Outro dia mesmo, acompanhando uma roda de chimarrão com os amigos de outrora, ouvi um causo de pescaria que, de tanto ser repetido ao longo dos anos, já tinha ganhado ares de epopeia homérica. O dourado que escapou do anzol lá no Rio Uruguai, há uns vinte janeiros, começou do tamanho de um braço. Hoje, pela descrição empolgada do compadre, a fera já estaria do tamanho de um terneiro! E o mais bonito não é a mentira inocente do pescador. O mais bonito é que, de tanto recontar, o próprio pescador agora acredita piamente que lutou com um monstro fluvial.
A ciência dos doutores, essa que tenta mapear o insondável das nossas cabeças, diz que cada vez que a gente acessa uma lembrança, a gente a reescreve. É como abrir um rascunho, mexer numa frase aqui, mudar um verbo ali, e guardar de novo. O cérebro não puxa o momento original; ele puxa a última versão que foi contada. E nessa de contar e recontar, a emoção do momento presente sempre se intromete.
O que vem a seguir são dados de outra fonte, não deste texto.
PR #519, opened 2020-09-10
feat(definitelyTypes): do not log warnings generated in files out of processed directory

Pmyl:
Reduce the number of types that generate warnings by excluding false positives.

### DIFF
--- a/definitelyTypedTests/index.js
+++ b/definitelyTypedTests/index.js
@@ -133,7 +133,7 @@ createDefinitelyTypedMock<typeof pak>();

Se o vivente está triste hoje, uma lembrança neutra de ontem ganha tons acinzentados. Se está em paz, até as dores antigas perdem um pouco dos espinhos e viram cicatrizes de aprendizado, marcas de quem soube pelear. A memória humana é um rio que muda de curso conforme as chuvas do presente. Ela inventa, ela borda enfeites, ela apaga rostos de quem nos machucou ou amarga o doce de um momento que, a gente sabe, não volta mais.
Eu, Aparício Funes, do alto dos meus anos de jornada, acho isso uma maravilha. Quando a gente senta para escrever e deixa a memória vagar pelas estradas de terra do passado, não estamos apenas relatando fatos. Estamos costurando pedaços da própria alma. A gente lembra do cheiro da terra molhada que, na verdade, é o cheiro de uma infância inteira; lembra do som da chuva no telhado de zinco, que não é só barulho de água, mas a trilha sonora de noites em que a família inteira estava reunida e a salvo sob o mesmo teto, esquentando os pés perto do fogão a lenha.
Dizem por aí que quem muito inventa, mente. Mas eu discordo, ao menos no tribunal da lembrança. A memória que inventa não está mentindo; ela está tentando dar sentido àquilo que vivemos. O cérebro reescreve o passado porque precisa que ele caiba no nosso peito do tamanho que somos hoje. A gente só guarda o que nos marca, e a marca nunca é apenas o corte na pele, é a história que contamos sobre a ferida.
Por isso, meus amigos, não briguem com o avô que conta a mesma história de guerra com um heroísmo exagerado a cada Natal. Não corrijam a tia que jura que o céu da juventude dela era de um azul que não existe mais. A precisão fria dos fatos deixemos para os jornais velhos e para os livros de registro no cartório.
Para nós, humanos feitos de barro e sopro, a vida é curta demais para que as lembranças sejam apenas atas de uma reunião tediosa. Aumentem o peixe. Pintem o céu de um azul mais forte. Porque, no fim das contas, a melhor versão do passado é aquela que nos dá força para sorver o mate amargo do presente com um sorriso no rosto.
Um quebra-costelas a todos, e que a memória de vocês seja sempre um refúgio acolhedor. Até a próxima prosa!